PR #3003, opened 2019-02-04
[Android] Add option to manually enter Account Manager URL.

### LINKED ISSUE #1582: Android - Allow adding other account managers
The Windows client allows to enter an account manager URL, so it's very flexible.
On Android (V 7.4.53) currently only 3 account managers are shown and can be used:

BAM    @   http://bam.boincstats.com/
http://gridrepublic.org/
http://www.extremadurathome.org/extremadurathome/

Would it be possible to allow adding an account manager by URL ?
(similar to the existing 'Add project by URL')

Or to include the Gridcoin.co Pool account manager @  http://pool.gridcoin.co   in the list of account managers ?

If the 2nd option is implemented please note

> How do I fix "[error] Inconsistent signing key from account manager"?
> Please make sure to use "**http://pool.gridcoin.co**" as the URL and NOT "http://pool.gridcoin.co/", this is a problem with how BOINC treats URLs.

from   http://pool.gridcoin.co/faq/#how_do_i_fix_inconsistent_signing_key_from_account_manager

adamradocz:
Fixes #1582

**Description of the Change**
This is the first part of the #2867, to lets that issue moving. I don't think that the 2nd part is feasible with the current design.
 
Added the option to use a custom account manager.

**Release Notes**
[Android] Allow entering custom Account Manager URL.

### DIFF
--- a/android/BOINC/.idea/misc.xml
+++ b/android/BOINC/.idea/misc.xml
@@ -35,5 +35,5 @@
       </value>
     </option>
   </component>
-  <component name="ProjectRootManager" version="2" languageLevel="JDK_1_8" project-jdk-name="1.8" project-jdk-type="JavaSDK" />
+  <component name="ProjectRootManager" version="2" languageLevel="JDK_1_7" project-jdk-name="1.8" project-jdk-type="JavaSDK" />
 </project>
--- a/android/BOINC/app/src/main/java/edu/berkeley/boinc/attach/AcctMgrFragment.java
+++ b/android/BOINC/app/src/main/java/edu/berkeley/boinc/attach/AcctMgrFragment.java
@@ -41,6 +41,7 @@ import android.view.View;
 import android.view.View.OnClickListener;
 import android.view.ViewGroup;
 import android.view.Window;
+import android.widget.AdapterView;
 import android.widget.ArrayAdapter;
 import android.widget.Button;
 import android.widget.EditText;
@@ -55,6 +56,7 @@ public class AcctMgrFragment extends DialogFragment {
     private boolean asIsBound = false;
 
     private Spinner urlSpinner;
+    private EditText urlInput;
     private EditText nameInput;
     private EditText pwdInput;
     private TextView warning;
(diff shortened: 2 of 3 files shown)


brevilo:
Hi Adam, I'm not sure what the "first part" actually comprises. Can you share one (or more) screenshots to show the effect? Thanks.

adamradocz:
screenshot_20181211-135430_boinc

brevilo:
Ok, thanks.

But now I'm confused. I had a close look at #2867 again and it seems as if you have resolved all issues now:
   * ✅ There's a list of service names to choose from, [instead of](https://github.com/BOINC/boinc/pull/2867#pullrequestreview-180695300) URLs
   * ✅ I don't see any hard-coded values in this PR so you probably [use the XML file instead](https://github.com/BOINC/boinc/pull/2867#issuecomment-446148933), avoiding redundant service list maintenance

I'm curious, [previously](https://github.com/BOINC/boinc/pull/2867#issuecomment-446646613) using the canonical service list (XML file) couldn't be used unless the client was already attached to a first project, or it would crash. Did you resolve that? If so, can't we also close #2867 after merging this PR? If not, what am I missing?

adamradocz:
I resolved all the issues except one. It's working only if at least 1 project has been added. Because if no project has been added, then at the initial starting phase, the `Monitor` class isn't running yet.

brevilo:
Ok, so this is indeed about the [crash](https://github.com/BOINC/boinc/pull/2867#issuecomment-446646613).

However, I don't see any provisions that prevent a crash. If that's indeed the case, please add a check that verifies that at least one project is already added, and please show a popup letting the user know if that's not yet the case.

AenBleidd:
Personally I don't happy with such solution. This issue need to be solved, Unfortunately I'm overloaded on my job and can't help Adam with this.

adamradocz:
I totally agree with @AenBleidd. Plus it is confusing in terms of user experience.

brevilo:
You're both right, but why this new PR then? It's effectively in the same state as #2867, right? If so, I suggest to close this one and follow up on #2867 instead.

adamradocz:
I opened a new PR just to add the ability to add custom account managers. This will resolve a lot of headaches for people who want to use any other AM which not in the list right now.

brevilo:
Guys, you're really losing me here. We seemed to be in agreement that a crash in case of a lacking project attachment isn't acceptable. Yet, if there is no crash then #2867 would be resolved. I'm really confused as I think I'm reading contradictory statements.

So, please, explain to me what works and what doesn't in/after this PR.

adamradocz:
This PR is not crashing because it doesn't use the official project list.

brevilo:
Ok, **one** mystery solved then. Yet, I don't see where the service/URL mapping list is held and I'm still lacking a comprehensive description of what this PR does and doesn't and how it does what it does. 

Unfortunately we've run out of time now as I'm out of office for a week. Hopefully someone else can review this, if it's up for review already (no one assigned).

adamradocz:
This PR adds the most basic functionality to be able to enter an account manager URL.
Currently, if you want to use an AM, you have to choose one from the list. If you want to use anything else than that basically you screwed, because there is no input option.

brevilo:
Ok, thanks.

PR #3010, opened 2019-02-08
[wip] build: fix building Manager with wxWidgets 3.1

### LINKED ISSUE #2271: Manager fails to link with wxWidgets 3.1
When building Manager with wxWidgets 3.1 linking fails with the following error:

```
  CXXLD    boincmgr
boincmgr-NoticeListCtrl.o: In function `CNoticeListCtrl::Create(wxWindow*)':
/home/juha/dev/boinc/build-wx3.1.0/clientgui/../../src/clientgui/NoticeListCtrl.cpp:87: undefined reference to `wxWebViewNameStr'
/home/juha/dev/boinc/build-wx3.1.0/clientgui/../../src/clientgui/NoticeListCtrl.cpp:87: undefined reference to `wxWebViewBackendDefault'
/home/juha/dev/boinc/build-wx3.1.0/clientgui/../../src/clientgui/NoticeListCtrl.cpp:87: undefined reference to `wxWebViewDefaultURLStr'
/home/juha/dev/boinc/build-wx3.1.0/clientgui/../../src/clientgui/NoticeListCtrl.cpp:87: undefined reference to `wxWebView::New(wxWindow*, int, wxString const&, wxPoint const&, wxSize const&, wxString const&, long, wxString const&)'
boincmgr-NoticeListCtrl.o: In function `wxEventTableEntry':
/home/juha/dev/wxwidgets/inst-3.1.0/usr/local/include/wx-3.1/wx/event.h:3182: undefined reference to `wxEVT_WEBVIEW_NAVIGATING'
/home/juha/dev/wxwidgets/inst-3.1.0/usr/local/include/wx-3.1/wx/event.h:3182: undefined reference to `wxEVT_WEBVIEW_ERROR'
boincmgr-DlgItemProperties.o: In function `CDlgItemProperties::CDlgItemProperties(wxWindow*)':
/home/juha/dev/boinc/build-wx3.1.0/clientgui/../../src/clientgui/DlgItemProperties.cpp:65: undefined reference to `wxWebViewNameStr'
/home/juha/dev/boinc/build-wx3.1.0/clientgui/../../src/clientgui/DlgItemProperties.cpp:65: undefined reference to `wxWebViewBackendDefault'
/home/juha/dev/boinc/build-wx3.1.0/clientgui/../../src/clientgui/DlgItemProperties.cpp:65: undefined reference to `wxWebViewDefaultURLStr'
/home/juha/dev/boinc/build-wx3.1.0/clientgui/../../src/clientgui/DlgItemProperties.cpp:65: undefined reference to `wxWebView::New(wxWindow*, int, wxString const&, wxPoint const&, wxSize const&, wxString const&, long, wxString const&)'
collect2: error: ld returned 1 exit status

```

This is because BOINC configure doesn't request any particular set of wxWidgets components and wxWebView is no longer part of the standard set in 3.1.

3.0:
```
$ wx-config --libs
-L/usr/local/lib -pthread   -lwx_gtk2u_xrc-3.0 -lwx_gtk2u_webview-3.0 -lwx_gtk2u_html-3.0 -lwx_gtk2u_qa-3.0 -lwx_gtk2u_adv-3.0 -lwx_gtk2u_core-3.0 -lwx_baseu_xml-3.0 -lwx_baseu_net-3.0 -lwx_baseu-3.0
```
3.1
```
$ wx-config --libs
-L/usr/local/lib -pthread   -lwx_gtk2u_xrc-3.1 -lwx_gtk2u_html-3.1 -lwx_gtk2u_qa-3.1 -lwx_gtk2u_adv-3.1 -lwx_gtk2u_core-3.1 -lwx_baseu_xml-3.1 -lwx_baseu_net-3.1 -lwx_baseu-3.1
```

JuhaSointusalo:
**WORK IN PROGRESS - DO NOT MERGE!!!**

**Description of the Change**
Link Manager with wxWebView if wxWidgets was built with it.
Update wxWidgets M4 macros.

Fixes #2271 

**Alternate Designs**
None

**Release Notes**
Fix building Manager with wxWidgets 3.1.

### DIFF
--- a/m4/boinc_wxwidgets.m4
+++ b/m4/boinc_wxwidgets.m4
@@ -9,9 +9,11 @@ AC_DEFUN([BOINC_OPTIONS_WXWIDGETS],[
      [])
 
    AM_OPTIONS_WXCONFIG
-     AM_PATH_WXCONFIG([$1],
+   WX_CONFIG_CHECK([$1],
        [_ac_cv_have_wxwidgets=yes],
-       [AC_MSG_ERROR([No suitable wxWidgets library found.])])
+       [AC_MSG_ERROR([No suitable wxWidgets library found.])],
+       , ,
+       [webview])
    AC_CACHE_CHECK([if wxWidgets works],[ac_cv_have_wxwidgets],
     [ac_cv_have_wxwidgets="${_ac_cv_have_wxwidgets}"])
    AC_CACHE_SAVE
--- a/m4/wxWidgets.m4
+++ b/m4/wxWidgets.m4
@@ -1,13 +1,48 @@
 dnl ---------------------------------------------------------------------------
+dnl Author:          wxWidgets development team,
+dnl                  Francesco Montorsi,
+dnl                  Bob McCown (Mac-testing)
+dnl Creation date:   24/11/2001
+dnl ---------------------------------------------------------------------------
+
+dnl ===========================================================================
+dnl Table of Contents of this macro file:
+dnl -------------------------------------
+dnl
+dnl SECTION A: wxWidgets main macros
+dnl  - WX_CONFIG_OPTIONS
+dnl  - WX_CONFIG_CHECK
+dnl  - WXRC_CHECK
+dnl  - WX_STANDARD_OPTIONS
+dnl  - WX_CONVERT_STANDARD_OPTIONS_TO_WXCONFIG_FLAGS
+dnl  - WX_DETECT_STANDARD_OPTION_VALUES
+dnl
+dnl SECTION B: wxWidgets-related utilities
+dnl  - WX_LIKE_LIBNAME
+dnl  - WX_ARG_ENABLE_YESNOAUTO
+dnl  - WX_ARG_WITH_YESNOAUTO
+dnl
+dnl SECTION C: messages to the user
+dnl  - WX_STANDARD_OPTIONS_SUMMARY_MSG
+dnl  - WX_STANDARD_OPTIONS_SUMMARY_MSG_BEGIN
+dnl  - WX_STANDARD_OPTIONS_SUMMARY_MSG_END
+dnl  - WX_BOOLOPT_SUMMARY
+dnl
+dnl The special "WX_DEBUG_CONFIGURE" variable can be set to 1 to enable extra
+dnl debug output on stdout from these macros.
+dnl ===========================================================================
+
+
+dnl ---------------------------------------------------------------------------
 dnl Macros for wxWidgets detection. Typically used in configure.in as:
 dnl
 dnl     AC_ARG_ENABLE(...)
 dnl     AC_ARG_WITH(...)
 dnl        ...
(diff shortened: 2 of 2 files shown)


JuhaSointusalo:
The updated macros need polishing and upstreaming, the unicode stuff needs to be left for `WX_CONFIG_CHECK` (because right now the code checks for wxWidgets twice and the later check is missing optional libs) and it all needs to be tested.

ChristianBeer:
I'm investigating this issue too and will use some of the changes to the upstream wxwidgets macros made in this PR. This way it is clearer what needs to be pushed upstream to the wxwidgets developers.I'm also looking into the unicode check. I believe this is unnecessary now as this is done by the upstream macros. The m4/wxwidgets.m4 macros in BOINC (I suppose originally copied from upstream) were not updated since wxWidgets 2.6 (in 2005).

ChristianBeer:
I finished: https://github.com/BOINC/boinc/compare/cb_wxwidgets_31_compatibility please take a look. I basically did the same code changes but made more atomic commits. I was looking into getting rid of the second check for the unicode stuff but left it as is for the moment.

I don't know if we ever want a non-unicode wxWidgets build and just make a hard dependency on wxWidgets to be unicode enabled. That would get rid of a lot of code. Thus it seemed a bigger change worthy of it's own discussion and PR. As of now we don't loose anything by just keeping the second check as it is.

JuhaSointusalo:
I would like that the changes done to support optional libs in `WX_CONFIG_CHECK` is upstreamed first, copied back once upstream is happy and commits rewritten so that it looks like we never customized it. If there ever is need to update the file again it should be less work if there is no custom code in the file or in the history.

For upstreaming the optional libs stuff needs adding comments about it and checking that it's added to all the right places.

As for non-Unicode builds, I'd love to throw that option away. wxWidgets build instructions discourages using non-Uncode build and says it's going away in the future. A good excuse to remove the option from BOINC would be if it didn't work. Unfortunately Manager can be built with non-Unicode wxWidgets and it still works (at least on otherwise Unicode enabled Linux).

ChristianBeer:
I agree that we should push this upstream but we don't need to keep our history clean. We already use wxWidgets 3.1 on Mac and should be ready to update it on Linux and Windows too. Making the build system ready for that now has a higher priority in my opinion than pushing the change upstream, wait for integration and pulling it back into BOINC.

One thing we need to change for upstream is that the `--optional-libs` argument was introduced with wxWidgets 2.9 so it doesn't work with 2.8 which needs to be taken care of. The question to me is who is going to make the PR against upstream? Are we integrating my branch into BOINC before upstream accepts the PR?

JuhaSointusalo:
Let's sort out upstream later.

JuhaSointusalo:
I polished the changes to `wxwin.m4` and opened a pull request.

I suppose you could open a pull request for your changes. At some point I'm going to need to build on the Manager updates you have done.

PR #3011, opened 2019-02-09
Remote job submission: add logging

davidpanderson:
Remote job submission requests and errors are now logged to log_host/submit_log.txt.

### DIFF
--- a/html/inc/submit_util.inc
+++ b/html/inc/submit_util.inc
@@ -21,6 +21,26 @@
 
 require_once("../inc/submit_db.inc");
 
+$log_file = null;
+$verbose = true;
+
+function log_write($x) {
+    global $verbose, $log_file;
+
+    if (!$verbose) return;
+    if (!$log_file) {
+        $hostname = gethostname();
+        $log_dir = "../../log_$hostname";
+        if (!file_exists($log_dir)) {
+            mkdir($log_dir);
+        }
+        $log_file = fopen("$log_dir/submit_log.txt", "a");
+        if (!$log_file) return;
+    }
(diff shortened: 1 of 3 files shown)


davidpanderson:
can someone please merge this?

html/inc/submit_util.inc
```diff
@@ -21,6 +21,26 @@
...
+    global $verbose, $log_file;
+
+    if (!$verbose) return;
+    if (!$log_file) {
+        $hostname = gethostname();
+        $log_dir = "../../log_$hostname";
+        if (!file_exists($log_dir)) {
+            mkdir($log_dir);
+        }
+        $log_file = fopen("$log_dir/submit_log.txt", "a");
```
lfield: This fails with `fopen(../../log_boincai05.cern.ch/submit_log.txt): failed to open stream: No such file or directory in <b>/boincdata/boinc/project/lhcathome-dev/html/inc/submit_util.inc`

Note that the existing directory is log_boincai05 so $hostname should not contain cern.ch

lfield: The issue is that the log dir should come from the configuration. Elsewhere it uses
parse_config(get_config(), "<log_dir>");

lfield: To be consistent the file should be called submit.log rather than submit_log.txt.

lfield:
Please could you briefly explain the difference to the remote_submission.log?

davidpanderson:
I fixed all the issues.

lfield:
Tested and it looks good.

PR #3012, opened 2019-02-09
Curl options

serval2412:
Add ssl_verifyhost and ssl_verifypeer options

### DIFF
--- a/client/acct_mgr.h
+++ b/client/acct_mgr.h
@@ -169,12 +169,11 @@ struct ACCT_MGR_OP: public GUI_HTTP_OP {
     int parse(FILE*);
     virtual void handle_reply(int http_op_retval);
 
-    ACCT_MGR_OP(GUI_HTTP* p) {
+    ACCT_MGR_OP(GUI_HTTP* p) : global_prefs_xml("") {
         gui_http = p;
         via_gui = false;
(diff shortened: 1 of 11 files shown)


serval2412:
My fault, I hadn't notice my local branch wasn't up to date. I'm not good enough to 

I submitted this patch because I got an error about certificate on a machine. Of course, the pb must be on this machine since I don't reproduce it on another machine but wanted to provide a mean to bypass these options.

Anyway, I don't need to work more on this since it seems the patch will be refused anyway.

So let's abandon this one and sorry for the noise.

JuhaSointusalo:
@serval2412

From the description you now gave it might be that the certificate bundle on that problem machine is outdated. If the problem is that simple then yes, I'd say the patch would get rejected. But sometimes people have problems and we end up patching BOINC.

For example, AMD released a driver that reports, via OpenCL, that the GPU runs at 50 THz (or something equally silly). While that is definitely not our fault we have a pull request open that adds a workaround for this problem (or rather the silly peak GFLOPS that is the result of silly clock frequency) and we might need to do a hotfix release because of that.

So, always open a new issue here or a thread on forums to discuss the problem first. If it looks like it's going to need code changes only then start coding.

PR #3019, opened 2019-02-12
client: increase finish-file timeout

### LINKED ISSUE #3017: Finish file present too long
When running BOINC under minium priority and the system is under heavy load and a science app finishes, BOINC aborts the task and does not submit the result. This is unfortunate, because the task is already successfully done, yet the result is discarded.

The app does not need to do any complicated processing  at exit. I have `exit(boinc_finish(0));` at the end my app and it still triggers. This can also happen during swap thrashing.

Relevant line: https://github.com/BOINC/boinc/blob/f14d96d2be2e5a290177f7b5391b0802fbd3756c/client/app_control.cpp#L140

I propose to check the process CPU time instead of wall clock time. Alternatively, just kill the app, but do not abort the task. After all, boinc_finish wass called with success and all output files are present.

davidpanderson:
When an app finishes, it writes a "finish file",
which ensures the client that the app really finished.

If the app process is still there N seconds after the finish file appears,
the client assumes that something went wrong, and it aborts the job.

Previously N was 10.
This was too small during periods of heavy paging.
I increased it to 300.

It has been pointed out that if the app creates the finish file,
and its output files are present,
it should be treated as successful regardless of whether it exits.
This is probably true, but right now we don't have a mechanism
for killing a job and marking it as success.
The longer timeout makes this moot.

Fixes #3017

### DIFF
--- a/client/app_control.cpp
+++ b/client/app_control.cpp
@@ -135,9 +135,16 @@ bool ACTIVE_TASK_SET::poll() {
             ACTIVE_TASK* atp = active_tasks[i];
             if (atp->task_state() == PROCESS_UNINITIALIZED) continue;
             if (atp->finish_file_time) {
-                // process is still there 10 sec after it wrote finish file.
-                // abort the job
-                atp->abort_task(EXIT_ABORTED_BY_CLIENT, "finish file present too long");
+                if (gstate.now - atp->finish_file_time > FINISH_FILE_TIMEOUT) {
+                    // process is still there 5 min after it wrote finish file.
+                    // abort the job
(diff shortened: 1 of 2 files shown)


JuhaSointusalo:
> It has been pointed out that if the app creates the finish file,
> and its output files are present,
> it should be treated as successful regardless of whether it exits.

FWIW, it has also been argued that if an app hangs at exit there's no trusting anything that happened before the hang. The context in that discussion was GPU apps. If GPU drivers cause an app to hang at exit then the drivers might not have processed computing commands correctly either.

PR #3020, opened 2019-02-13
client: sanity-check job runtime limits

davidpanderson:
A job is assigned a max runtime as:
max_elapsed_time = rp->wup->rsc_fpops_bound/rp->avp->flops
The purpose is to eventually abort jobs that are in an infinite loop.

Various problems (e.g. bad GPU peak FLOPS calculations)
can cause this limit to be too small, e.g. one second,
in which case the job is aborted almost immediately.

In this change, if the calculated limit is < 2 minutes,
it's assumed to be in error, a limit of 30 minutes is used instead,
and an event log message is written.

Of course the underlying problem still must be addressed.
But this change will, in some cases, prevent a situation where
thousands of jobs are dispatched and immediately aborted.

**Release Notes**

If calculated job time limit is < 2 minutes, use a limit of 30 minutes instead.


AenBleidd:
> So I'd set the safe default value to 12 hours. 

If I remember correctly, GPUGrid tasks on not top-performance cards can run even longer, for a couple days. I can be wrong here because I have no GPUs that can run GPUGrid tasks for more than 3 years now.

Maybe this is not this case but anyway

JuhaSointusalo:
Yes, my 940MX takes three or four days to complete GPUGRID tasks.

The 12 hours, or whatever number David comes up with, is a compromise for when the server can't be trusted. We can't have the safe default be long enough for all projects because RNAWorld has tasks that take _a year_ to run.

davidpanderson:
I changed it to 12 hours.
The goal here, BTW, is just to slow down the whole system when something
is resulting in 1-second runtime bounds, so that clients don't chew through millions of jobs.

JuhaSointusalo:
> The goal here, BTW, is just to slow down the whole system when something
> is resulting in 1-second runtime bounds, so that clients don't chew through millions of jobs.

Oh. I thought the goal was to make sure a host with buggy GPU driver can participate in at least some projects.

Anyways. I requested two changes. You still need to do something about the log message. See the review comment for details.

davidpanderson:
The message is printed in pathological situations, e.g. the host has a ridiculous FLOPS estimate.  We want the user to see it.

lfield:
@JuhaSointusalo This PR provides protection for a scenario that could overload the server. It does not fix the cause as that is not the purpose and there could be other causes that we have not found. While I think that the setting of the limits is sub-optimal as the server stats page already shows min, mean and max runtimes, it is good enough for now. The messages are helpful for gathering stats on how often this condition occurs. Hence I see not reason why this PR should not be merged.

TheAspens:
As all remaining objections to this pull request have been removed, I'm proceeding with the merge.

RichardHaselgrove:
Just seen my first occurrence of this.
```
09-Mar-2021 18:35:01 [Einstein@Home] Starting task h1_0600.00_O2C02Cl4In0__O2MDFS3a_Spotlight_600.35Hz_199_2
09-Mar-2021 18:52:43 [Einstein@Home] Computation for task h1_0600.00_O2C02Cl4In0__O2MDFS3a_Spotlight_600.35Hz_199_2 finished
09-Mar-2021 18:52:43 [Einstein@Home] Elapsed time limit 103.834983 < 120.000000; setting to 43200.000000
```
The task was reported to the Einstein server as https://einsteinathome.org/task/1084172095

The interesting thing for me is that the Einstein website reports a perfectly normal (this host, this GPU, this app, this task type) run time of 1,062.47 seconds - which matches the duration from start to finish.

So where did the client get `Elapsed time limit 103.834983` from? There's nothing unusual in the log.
##########
### What you will do
Proceeding from the line containing "So let's abandon" through the line containing "From the description", transcribe the lines above exactly, both end lines included.

### Response to this task
So let's abandon this one and sorry for the noise.

JuhaSointusalo:
@serval2412

From the description you now gave it might be that the certificate bundle on that problem machine is outdated. If the problem is that simple then yes, I'd say the patch would get rejected. But sometimes people have problems and we end up patching BOINC.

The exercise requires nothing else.